__Work item__. Would you retype each of the records exactly as shown?

Items listed in a dataset:
════
PR #3583, opened 2024-12-16
perf: filter null join key optimization rule

kevinzwang:


src/daft-logical-plan/src/optimization/rules/filter_null_join_key.rs
```diff
@@ -0,0 +1,233 @@
...
+use super::OptimizerRule;
+use crate::{
+    ops::{Filter, Join},
+    LogicalPlan,
+};
+
+/// Optimization rule for filtering out nulls from join keys.
+///
+/// Inserts a filter before each side of the join to remove rows where a join key is null when it is valid to do so.
+/// This will reduce the cardinality of the tables before a join, which may improve join performance.
```
universalmind303, line 17: add an example of a query that would benefit from this optimization

src/daft-logical-plan/src/optimization/rules/filter_null_join_key.rs
```diff
@@ -0,0 +1,233 @@
...
+                let (can_filter_left, can_filter_right) = match join_type {
+                    JoinType::Inner => (true, true),
+                    JoinType::Left => (false, true),
+                    JoinType::Right => (true, false),
+                    JoinType::Outer => (false, false),
+                    JoinType::Anti => (false, true),
+                    JoinType::Semi => (true, true),
+                };
+
+                let left_null_pred = if can_filter_left {
```
universalmind303, line 54: how are we actually determining if the join key is nullable? AFAIK, we don't have a concept of nullable in our fields/dtypes

universalmind303: like this should only push it down if the expr or colum is `null`, but we don't have a way to determine that. Maybe I'm missing something?

kevinzwang: This rule creates a filter that removes null rows. The join keys themselves do not have to be a null literal or type. So if the join keys are not nullable or do not have null values, this would essentially be a no-op, but if they had say a row where the value was null, it would be removed prior to the join.

universalmind303 (approved):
════
__Response area__.
PR #3583, opened 2024-12-16
perf: filter null join key optimization rule

kevinzwang:


src/daft-logical-plan/src/optimization/rules/filter_null_join_key.rs
```diff
@@ -0,0 +1,233 @@
...
+use super::OptimizerRule;
+use crate::{
+    ops::{Filter, Join},
+    LogicalPlan,
+};
+
+/// Optimization rule for filtering out nulls from join keys.
+///
+/// Inserts a filter before each side of the join to remove rows where a join key is null when it is valid to do so.
+/// This will reduce the cardinality of the tables before a join, which may improve join performance.
```
universalmind303, line 17: add an example of a query that would benefit from this optimization

src/daft-logical-plan/src/optimization/rules/filter_null_join_key.rs
```diff
@@ -0,0 +1,233 @@
...
+                let (can_filter_left, can_filter_right) = match join_type {
+                    JoinType::Inner => (true, true),
+                    JoinType::Left => (false, true),
+                    JoinType::Right => (true, false),
+                    JoinType::Outer => (false, false),
+                    JoinType::Anti => (false, true),
+                    JoinType::Semi => (true, true),
+                };
+
+                let left_null_pred = if can_filter_left {
```
universalmind303, line 54: how are we actually determining if the join key is nullable? AFAIK, we don't have a concept of nullable in our fields/dtypes

universalmind303: like this should only push it down if the expr or colum is `null`, but we don't have a way to determine that. Maybe I'm missing something?

kevinzwang: This rule creates a filter that removes null rows. The join keys themselves do not have to be a null literal or type. So if the join keys are not nullable or do not have null values, this would essentially be a no-op, but if they had say a row where the value was null, it would be removed prior to the join.

universalmind303 (approved):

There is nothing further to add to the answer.